(Stored data)
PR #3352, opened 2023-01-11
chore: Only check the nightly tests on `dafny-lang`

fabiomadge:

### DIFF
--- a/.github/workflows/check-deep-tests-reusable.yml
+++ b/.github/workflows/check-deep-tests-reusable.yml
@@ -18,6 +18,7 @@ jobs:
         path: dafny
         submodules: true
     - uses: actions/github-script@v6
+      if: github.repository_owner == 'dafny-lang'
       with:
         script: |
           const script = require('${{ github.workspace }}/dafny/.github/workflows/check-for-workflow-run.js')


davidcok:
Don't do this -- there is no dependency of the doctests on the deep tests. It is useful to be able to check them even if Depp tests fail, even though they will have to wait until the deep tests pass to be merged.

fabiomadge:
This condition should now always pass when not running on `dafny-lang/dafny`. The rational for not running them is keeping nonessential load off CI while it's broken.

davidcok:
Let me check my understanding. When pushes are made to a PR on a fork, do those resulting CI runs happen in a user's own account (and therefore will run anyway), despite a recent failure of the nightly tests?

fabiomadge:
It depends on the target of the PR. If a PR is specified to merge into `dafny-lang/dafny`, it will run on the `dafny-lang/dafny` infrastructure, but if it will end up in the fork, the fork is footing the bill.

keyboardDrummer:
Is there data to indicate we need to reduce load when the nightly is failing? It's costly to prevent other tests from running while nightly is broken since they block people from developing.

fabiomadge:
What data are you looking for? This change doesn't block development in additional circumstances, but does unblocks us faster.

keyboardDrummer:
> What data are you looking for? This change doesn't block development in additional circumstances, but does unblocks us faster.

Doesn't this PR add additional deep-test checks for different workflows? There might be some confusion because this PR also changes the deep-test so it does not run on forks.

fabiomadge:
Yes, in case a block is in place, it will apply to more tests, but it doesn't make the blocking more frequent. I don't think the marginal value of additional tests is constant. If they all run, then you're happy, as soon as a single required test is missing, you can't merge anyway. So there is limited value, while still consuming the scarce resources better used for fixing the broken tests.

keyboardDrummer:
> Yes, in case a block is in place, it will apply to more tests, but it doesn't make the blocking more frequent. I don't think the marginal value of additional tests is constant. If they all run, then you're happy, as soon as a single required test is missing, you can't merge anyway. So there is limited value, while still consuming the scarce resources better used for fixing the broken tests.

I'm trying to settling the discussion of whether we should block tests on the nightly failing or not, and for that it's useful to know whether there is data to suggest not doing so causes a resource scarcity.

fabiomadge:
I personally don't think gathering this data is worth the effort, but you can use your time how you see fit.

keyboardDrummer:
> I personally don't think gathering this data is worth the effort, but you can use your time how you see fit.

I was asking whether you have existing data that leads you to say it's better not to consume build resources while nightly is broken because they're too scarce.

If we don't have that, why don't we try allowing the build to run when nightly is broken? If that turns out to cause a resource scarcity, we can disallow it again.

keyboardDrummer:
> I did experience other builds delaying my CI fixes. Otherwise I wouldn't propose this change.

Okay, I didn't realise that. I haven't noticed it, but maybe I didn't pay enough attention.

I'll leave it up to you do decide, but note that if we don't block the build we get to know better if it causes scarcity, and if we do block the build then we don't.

--

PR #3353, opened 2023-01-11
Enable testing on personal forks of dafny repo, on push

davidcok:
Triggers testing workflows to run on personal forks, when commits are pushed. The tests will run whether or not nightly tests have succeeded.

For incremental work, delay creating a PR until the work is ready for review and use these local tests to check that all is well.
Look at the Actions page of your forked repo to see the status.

[Aim of the exercise] Would you copy all lines in the records where the string "effort" appears?

[Answer to this exercise]
I personally don't think gathering this data is worth the effort, but you can use your time how you see fit.
> I personally don't think gathering this data is worth the effort, but you can use your time how you see fit.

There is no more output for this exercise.